Volume 25, Number 9 · June 1, 1978

Strangers and Brothers

By J.H. Elliott
Lost Tribes and Promised Lands: The Origins of American Racism
by Ronald Sanders

Little, Brown, 443 pp., $15.00

The Church Militant and Iberian Expansion, 1440-1770
by C.R. Boxer

Johns Hopkins, 139 pp., $9.50 (To be published July 13.)

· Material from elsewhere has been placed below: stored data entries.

PR #266, opened 2022-12-01
[zkp] Add Groth16 hash preimage example

huitseeker:
This proves the knowledge of a Blakek2 hash preimage using Groth16, with a trivial (RNG'd) setup, with the preimage a hidden witness of the proof.

### DIFF
--- a/fastcrypto-zkp/examples/blake2s_demo.rs
+++ b/fastcrypto-zkp/examples/blake2s_demo.rs
@@ -1,0 +1,120 @@
+// Copyright (c) 2022, Mysten Labs, Inc.
+// SPDX-License-Identifier: Apache-2.0
+
+use ark_bls12_381::{Bls12_381, Fr};
+use ark_ff::ToConstraintField;
+use ark_groth16::{create_random_proof, generate_random_parameters};
+
+use ark_crypto_primitives::{
+    prf::blake2s::constraints::Blake2sGadget, prf::blake2s::Blake2s as B2SPRF, PRFGadget, PRF,
+};
+use ark_relations::r1cs::{
+    ConstraintSynthesizer, ConstraintSystem, ConstraintSystemRef, SynthesisError,
+};
+use blake2::{digest::Digest, Blake2s256};
+
+use ark_r1cs_std::prelude::*;
+use fastcrypto_zkp::verifier::{process_vk_special, verify_with_processed_vk};
+
+#[derive(Clone, Copy, Debug)]
+struct Blake2sCircuit {
+    input: [u8; 32],
+    blake2_seed: [u8; 32],
+    pub expected_output: [u8; 32],
+}
+
+impl Blake2sCircuit {
+    fn new() -> Self {
+        // We're going to prove knowledge of the blake2 hash of this secret
+        // see https://en.wikipedia.org/wiki/Cluedo
+        let statement = b"butler in the yard with a wrench";
+        let bytes = statement.to_vec();
+
+        // as a sanity-check, we'll also compute the blake2 hash of the secret
+        // with the reference implementation
+
+        // Blake2s takes a seed parameter. We use a default seed.
+        let seed: [u8; 32] = [0u8; 32];
+
+        // Compute the hash by traditional means.
+        let mut h = Blake2s256::new_with_prefix(seed);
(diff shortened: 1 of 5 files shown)


fastcrypto-zkp/examples/blake2s_demo.rs
```diff
@@ -0,0 +1,122 @@
...
+use fastcrypto_zkp::verifier::{process_vk_special, verify_with_processed_vk};
+
+#[derive(Clone, Copy, Debug)]
+struct Blake2sCircuit {
+    input: [u8; 32],
+    blake2_seed: [u8; 32],
+    pub expected_output: [u8; 32],
+}
+
+impl Blake2sCircuit {
```
kchalkias, line 27: Awesome, 
Given `some_public_string`, `h = Blake2s(seed, some_public_string)` and a `ZKP(I know secret of h)`, this is literally a signature HMAC scheme proven in ZK, not just a hash, right?

huitseeker: It depends what you mean by "this", in that the exact code you're looking at in this PR sets the variable `some_public_string` as a (hidden) witness rather than a public input. But it would be an easy modification to do what you intend to, yes.

kchalkias: @huitseeker what's the point if both the `seed` and `some_public_string` are hidden? I'd expect two reasonable examples. One for which you prove you know the preimage (no public inputs) (not sure if the seed is required here).

And another that requires the `seed` to be the secret (witness) and `some_public_string` be a public input. 

Both examples have different applications, and hence we probably need them both.

kchalkias: Please do only if it's easy to modify. I used at least both of them in many pitching sessions in the past next to each other to explain ie how easy it is to transform (and why a small transformation is a completely different cool application)

huitseeker: No, your feedback makes total sense, I've now modified the example to present:
> seed, some_public_string (seed is witness, the other is public input)
which is closer to the objective of the example. I was just explaining why one would not want to present *all three examples* jointly in this file.

fastcrypto-zkp/examples/blake2s_demo.rs
```diff
@@ -0,0 +1,121 @@
...
+use ark_relations::r1cs::{
+    ConstraintSynthesizer, ConstraintSystem, ConstraintSystemRef, SynthesisError,
+};
+use blake2::{digest::Digest, Blake2s256};
+
+use ark_r1cs_std::prelude::*;
+use fastcrypto_zkp::verifier::{process_vk_special, verify_with_processed_vk};
+
+#[derive(Clone, Copy, Debug)]
+struct Blake2sCircuit {
```
kchalkias, line 20: I suggest that you add a short public description doc per our discussion. Otherwise the reader has to read through the inline comments to understand the logic. Pretty much what we discussed. 
```
/// A prover proves pre-image knowledge of a hash output, where the hash input is a <public_seed, secret_string>, and they create a circuit where the witness is the secret_string and the public inputs are the public_seed and the hash_output.
```

fastcrypto-zkp/examples/blake2s_demo.rs
```diff
@@ -0,0 +1,121 @@
...
+    fn new() -> Self {
+        // We're going to prove knowledge of the blake2 hash of this secret
+        // see https://en.wikipedia.org/wiki/Cluedo
+        let statement = b"butler in the yard with a wrench";
+        let bytes = statement.to_vec();
+
+        // as a sanity-check, we'll also compute the blake2 hash of the secret
+        // with the reference implementation
+
+        // Blake2s takes a seed parameter. We expect to be committed to an
```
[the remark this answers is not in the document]
huitseeker: > Seed is optional in blake2s, no? 

In Blake2s has keyed and unkeyed variants, and the gadget implements the former for generality.
The "prefix" approach is an unfortunate consequence of the RustCrypto traits, it's not how the RFC approaches it.

I can plug in the default seed.

kchalkias (approved):
Approving and we can improve on docs in upcoming work.

Issue #20, opened 2021-12-25
[crypto] Make sure the crypto API does not expose the hash of a message


huitseeker:
At the moment signature verification passes a hash as an argument:
https://github.com/MystenLabs/narwhal/blob/36968d41de1680a8d79dbc3f7c301f322ba4ad1c/crypto/src/lib.rs#L210-L230

https://github.com/SalusaSecondus/CryptoGotchas/blob/master/README.md#signatures
> An attacker mustn't be allowed to select the actual value being validated in the signature. (The hashing step in all standard signatures defends against that as they can only select the hash pre-image, not the value of the hash.) If they could then they could trivially craft a valid signature for an arbitrary public key by (essentially) generating a random signature and seeing what message would be verified by that signature and then returning that message/signature pair.

benr-ml:
The current code & APIs correctly verify signatures using messages

PR #283, opened 2022-12-06
Add pairing and hash to curve operations

benr-ml:


fastcrypto/src/groups/bls12381.rs
```diff
@@ -135,6 +138,43 @@ impl GroupElement for G1Element {
...
+        unsafe {
+            blst_p1_to_affine(&mut self_affine, &self.0);
+            blst_p2_to_affine(&mut other_affine, &other.0);
+        }
+        // The API requires DST although we don't use hash-to-curve here.
+        let unused_dst = [0u8; 3];
+        let mut pairing_blst = Pairing::new(false, &unused_dst);
+        pairing_blst.raw_aggregate(&other_affine, &self_affine);
+        Self::Output::from(pairing_blst.as_fp12())
+    }
```
huitseeker, line 157: If you are going to compute the pairing with only one set of operands involved, the following is just as efficient and unencumbered by signing APIs:
```
        blst_p1_to_affine(&mut self_a, &self);
        blst_p2_to_affine(&mut other_a, &other);

        blst_miller_loop(&mut gt_point, &other_a, &self_a);
        blst_final_exp(&mut gt_point, &gt_point);
```

benr-ml: nice, thanks for the suggestion

fastcrypto/src/groups/bls12381.rs
```diff
@@ -135,6 +139,42 @@ impl GroupElement for G1Element {
...
+        let mut self_affine = blst_p1_affine::default();
+        let mut other_affine = blst_p2_affine::default();
+        let mut res = blst_fp12::default();
+        unsafe {
+            blst_p1_to_affine(&mut self_affine, &self.0);
+            blst_p2_to_affine(&mut other_affine, &other.0);
+            blst_miller_loop(&mut res, &other_affine, &self_affine);
+            blst_final_exp(&mut res, &res);
+        }
+        Self::Output::from(res)
```
joyqvq, line 156: here it defines (G1, G2) -> GT, are there ways to disallow definitions for "invalid" pairings? i.e. this trait should not implemented for certain type alias

fastcrypto/src/groups/mod.rs
```diff
@@ -44,3 +44,14 @@ pub trait Scalar:
...
+
+pub trait Pair {
+    type Other;
+    type Output;
+
+    fn pair(&self, other: &Self::Other) -> Self::Output;
+}
+
+pub trait FromHashedMessage {
+    fn hash(msg: &[u8]) -> Self;
```
joyqvq, line 56: should this takes in a SHA3_256 type instead of raw bytes? https://datatracker.ietf.org/doc/html/draft-irtf-cfrg-hash-to-curve-06#section-8.7.1

benr-ml: It does the hashing using the hash function defined by the RFC.
What indeed we may do here is to receive also the domain separator (DST in our code) and pass it to blst. Currently I'm using the standard ones since I don't see why we would want to use, e.g., PoP here. If we need that in the future, we can add the DST string as a parameter.

fastcrypto/src/groups/mod.rs
```diff
@@ -44,3 +44,14 @@ pub trait Scalar:
 {
     fn rand<R: AllowedRng>(rng: &mut R) -> Self;
 }
+
+pub trait Pair {
```
huitseeker, line 48: Nits:
1. does it make sense to put a group bound on `Self` or `Other`? 
2. the trait is defined with a dual `Self` assignment, i.e one could define the $G_2 \times G_1 \mapsto G_T$. operation using this same trait just as easily. 
This may or may not be something we want to resolve.

fastcrypto/src/groups/bls12381.rs
```diff
@@ -218,6 +258,24 @@ impl GroupElement for G2Element {
...
+                msg.len(),
+                DST_G2.as_ptr(),
+                DST_G2.len(),
+                ptr::null(),
+                0,
+            );
+        }
+        Self::from(res)
+    }
+}
```
huitseeker, line 277: OK, so this is the one that is actually confusing, let me explain how I think about inferring what you're trying to do here:
- in idiomatic Rust `FromXYZ` implemented for a type `Foo` indicate there's a mapping from `XYZ` to `Foo`. Here `hash` takes an arbitrary slice of `u8`, so it's unclear what `XYZ` is,
- `FromHashedMessage` would seem to indicate that you're reaching for `XYZ` == a field element, because there is indeed a setup phase in which we hash arbitrary messages to fixed-size field elements before trying to map them to points, [following the RFC-advised API](https://datatracker.ietf.org/doc/html/draft-irtf-cfrg-hash-to-curve#section-3). The fact that we do not quite have a field trait defined (hi @jonas-lj ) would explain why you'd be taking in bytes instead of a particular type (e.g. `blst_fp2` in the case of G2). OK, so I would have expected to find a call to `map_to_g2` in the implementation (or some variant, see the details of how to make `encode_to_g2` uniform, and here I find `hash_to_g2`, which itself contains a hash to the field. How are the arguments to `hash` "Hashed", exactly?
- Now I'm thinking you may be trying to model the idiosyncratic practice of the sui code base to sign and process the application-level hashes of messages instead of the messages themselves (i.e. we sign hashes of transactions rather than the transaction bytes). This practice is one I have found problematic for a while (#20) but it is pretty solidly entrenched in the Sui (and NW) code base today. The `FromHashedMessage` name would them mean "FromApplicationMessage", which make sense. 

Is this what you were trying to model @benr-ml ? @joyqvq did you understand this as well?

(side note: when it will come to implementing this, I'll advise looking at the RFC for the details of the difference between `blst_hash_to_g2` and `blst_encode_to_g2`, but that's a more involved discussion that's premature at this stage)

fastcrypto/src/groups/mod.rs
benr-ml: 1. added it to self & other
2. let's leave it general

fastcrypto/src/groups/bls12381.rs
```diff
@@ -135,6 +139,42 @@ impl GroupElement for G1Element {
     }
 }
 
+impl Pair for G1Element {
```
kchalkias, line 142: Why didn't we use the word Pairing instead of Pair?

PR #1612, opened 2024-02-19
feat: friend request notif icon

bearsyankees:
Should be good just need some UI tips on where exactly it should go...


bearsyankees:
eh should do numbers and not red maybe

Josh-Cena (approved):

PR #1617, opened 2024-02-26
feat: public courses

### LINKED ISSUE #1616: Make Public Course Info Public
If no auth on login, show course data just no evals like YCS does

https://coursetable.canny.io/admin/board/feature-requests/p/make-public-course-info-public

bearsyankees:
work in progress fixes #1616


bearsyankees:
bruh idk why has the quist stuff but whatever its up to date

api/src/server.ts
```diff
@@ -148,6 +148,17 @@ friends(app);
 canny(app);
 user(app);
 
+// Serve public catalog files without authentication
+app.use(
+  '/api/static/catalogs/public',
```
Josh-Cena, line 153: @bearsyankees I think the issue is that the `/api/static/catalogs` is a parent path of this, so if the former requires auth, this will too. I suggest moving this to something like `/api/static-public`, or you would have to move the currently needing-auth data to a subdirectory.

Also, I suggest reusing the data as much as possible, and only merge the extra data, instead of using an entirely different set of data.

bearsyankees: No this works for auth. So you don't think having just 2 jsons is the way to go? don't think it takes up that much space but i hear u def could be better to always pull from public except for eval data... imma try and get this working first then figure out how to optimize

api/src/catalog/catalog.utils.ts
```diff
@@ -92,39 +96,68 @@ export async function fetchCatalog(
...
+    const publicCatalogPath = `${STATIC_FILE_DIR}/catalogs/public/${seasonCode}.json`;
+    let catalogFull: Catalog = { computed_listing_info: [] };
+    let catalogPublic: Catalog = { computed_listing_info: [] };
 
+    // Fetch and save the full catalog (including evaluations)
     if (
-      !overwrite &&
-      (await fs.access(outputPath).then(
+      overwrite ||
+      !(await fs.access(fullCatalogPath).then(
```
bearsyankees, line 107: maybe this should go back to 
`!overwrite &&
      (await fs.access(outputPath).then(`

bearsyankees:
Still need to render the modal how we want it, and show the filter bar at the top and have no error when you try and add the course, maybe we need a totally new public result page and public modal component

bearsyankees:
need to configure hasura re graphql auth, shouldn't be bad

api/src/server.ts
```diff
@@ -115,22 +115,25 @@
 passportConfig(passport);
 app.use(passport.initialize());
 app.use(passport.authenticate('session'));
+app.use((req, res, next) => {
+  req.headers['X-Hasura-Role'] = req.isAuthenticated()
+    ? 'student'
+    : 'anonymous';
+  console.log('Forwarding role:', req.headers['X-Hasura-Role']);
+  next();
+});
```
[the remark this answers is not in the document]
bearsyankees: TRUE!!!

bearsyankees:
now also fixes #1622 kinda

frontend/src/components/CourseModal/CourseModal.tsx
```diff
@@ -98,6 +100,17 @@ const CourseModalEvaluations = suspended(
 function CourseModal() {
   const [searchParams, setSearchParams] = useSearchParams();
   const { requestSeasons, courses } = useFerry();
+  const [isAuthenticated, setIsAuthenticated] = useState<boolean | undefined>(
+    undefined,
+  );
+  useEffect(() => {
+    // Better way to do auth?
```
Josh-Cena, line 107: We should set this as a context value.

PR #1624, opened 2024-03-04
feat: worksheet split view on catalog page

BradleyLewis08:
## Pre-flight checklist

- [ ] I have searched for potential duplicate pull requests.
- [ ] **If this is a code change**: I have written unit tests and/or conducted manual tests to fully verify the new behavior.
- [ ] **If this is a new API or substantial change**: the PR has an accompanying issue (closes https://github.com/coursetable/coursetable/issues/1610) and the maintainers have approved on my working plan.

## Summary

This PR fixes/implements the following feature:

- Worksheet Split View


bearsyankees:
image
Can we make the worksheet preview bigger so i can see the full thing? this looks epic so far great stuff

bearsyankees (changes requested):
(see above)

frontend/src/pages/OverlayComponent.tsx
```diff
@@ -0,0 +1,25 @@
+import React, { useEffect } from 'react';
```
Josh-Cena, line 1: Move these files to `components`; `pages` are for the route components

Josh-Cena:
Hi @BradleyLewis08 @bearsyankees I've made some edits.

- Most notably: I'm now using `WorksheetCalendar` instead of `Worksheet`. This means we don't need to hook into `worksheetView`.
  - Why? Because otherwise when you navigate away from this page, the worksheet view stays as `overlay`, and we don't know which view to restore it too!
  - This is up for discussion: will people ever want to see the worksheet in "list" view?
  - Will they want to see a list of courses they've added to the worksheet, like the right sidebar on the worksheet page?
  - My answer is "no", and it's too hard to design it otherwise.
- I've added mobile support (and support in grid view).
- The calendar bottom no longer overflows the screen.
- Little CSS improvements.
- Moved some files

LMK if they look good

Josh-Cena:
For a stable branch preview, please use the following URL: https://ewis-worksheet-split-view.preview.coursetable.com/catalog

Josh-Cena (approved):
Rubber stamping: effect looks good to me now

neilsong:
Two things before it LGTM:

1. Let's make the fullscreen icon padded from the top border
image

2. Let's persist the state of the split view (shown or hidden) after navigating to and from a different page

Other than that - good stuff looks awesome

Josh-Cena:
@neilsong Please take another look

neilsong:
LGTM thank you for your commits :pray:

neilsong (approved):

bearsyankees:
@neilsong @Josh-Cena only 1 thing from me -- do we still want it on public view (as it is right now)? I am not entirely opposed as it shows what features they could have if they sign in, but also is not useful at all as of now without public worksheet

Josh-Cena:
I think this one is fine. The idea is to eventually have as little branching logic as possible except for things unauthorized users cannot see.

bearsyankees:
> I think this one is fine. The idea is to eventually have as little branching logic as possible except for things unauthorized users cannot see.

OK LGTM then

bearsyankees (approved):

PR #1627, opened 2024-03-05
feat: gcal enhancement

benzuzu:
A few enhancements to Gcal integration:

- transfer days (friday becoming monday) figured out
- spring 2025 calendar added
- due to popular demand, we add more details to the gcal events, specifically course + instructor name.
Screenshot 2024-03-20 at 10 08 10 PM

### DIFF
--- a/frontend/src/config.ts
+++ b/frontend/src/config.ts
@@ -51,17 +51,17 @@ export const academicCalendars: { [season: Season]: SeasonCalendar } = {
       {
         name: 'Labor Day',
         start: [2022, 9, 5],
-        end: [2022, 9, 6],
+        end: [2022, 9, 5],
       },
       {
         name: 'October recess',
         start: [2022, 10, 19],
-        end: [2022, 10, 24],
+        end: [2022, 10, 23],
       },
       {
         name: 'November recess',
         start: [2022, 11, 19],
-        end: [2022, 11, 28],
+        end: [2022, 11, 27],
       },
     ],
     transfers: [{ date: [2022, 9, 2], day: 1 }],
@@ -73,12 +73,12 @@ export const academicCalendars: { [season: Season]: SeasonCalendar } = {
       {
         name: 'Martin Luther King Jr. Day',
         start: [2023, 1, 16],
-        end: [2023, 1, 17],
+        end: [2023, 1, 16],
       },
       {
         name: 'Spring recess',
         start: [2023, 3, 11],
-        end: [2023, 3, 27],
+        end: [2023, 3, 26],
       },
     ],
     transfers: [{ date: [2023, 1, 20], day: 1 }],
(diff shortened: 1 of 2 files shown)


frontend/src/utilities/calendar.ts
```diff
@@ -281,7 +281,7 @@ export function getCalendarEvents(
             `RRULE:FREQ=WEEKLY;BYDAY=${byDay};UNTIL=${endRepeat}Z`,
             `EXDATE;TZID=America/New_York:${exDate}`,
           ],
-          description: c.title,
+          description: `Course: ${c.title}\nInstructor: ${c.professor_names.join(', ')}`,
```
Josh-Cena, line 284:
```suggestion
          description: `${c.title}\nBy ${c.professor_names.join(', ')}`,
```

What do you think?

benzuzu: Considered doing this or "with <instructor>, but there are some edge cases where merging the two would sound weird (i.e. if the course name has "by", "with", etc.)

Josh-Cena: Yeah, but the line break would fix the issue with ambiguity, I hope. Otherwise "Instructors" is also fine, I just want to get rid of the "Course" part

frontend/src/utilities/calendar.ts
```diff
@@ -100,14 +100,26 @@ function datesInBreak(
...
     return dates;
   });
 }
 
+function transferDays(
+  transfers: SeasonCalendar['transfers'],
+  days: number[],
+  time: string,
+) {
+  return transfers.flatMap((t) => {
```
Josh-Cena, line 116: You are only returning strings. Shouldn't this be `map` instead of `flatMap`?

benzuzu: right, either works in this case but `map` makes more sense.

frontend/src/config.ts
```diff
@@ -129,21 +129,38 @@ export const academicCalendars: { [season: Season]: SeasonCalendar } = {
...
+        name: 'Spring recess',
+        start: [2025, 3, 8],
+        end: [2025, 3, 23],
+      },
+    ],
+    transfers: [{ date: [2025, 1, 24], day: 1 }],
+  },
   // Add more entries above, but don't remove any
-  // Use zero-based indexing, i.e. "start" included, "end" excluded
+  // Use fully-closed indexing, i.e. "start" and "end" both included
```
Josh-Cena, line 165: @benzuzu This is perhaps slightly confusing but the academic calendar itself is inconsistent. The dates for each break are left-right-exclusive ("Oct 17 – October recess begins, after last academic obligation"; "Oct 23 – classes resume"), while semesters are left-right-inclusive ("Apr 26 – classes end, 5:30pm"). In an effort to uniformize, I picked left-inclusive right-exclusive because that's the most typical boundary convention in JavaScript and other C-like languages. One has to do translations anyway even if both boundaries are inclusive.

Josh-Cena (changes requested):

frontend/src/config.ts
benzuzu: @Josh-Cena Are they not both left-right-inclusive now? I believe I changed it, otherwise labor day would not be working. 

`name: 'Labor Day',
        start: [2024, 9, 2],
        end: [2024, 9, 2],`

Josh-Cena: Hmm, sure, no strong opinions. I'll soon refactor this to be dynamic instead of hardcoded anyway.

Josh-Cena (approved):
Thanks! LGTM

Josh-Cena:
@benzuzu I realized this would affect the worksheet calendar too. Was that your intention? It looks slightly confusing there IMO. If not, I can quickly make a fix for the worksheet calendar.

benzuzu:
> @benzuzu I realized this would affect the worksheet calendar too. Was that your intention? It looks slightly confusing there IMO. If not, I can quickly make a fix for the worksheet calendar.

ah yes, definitely not. sorry, didn't realize that was also changed in your refactor earlier. fix would be appreciated.

PR #1629, opened 2024-03-07
polish: better public UI

bearsyankees:
better ui


Redorhcs:
background: original random colors could be perceived as actual ratings. Shifted color scheme to ct blue/grey. looks great!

The search for the origins of modern racism—the word but not the reality is a twentieth-century invention—has a way of leading back sooner or later to the sixteenth century. Understandably so, since this was the first great age of European overseas empire, and imperialism and racism have come to seem inextricably conjoined. Where better, then, to look than to Spain and Portugal, as the pioneer colonial powers of the modern world? Professor Charles Boxer, in his brief but invigorating volume on The Church Militant and Iberian Expansion, remarks that 'attitudes and convictions formed as the Iberian mariners, missionaries, merchants, and men-at-arms spread around the globe lasted for centuries, and are still with us in varying degrees.' The twentieth-century Westerner who examines the words and works of those Iberian pioneers glimpses, as in a murky mirror, the forms and lineaments of a too familiar world.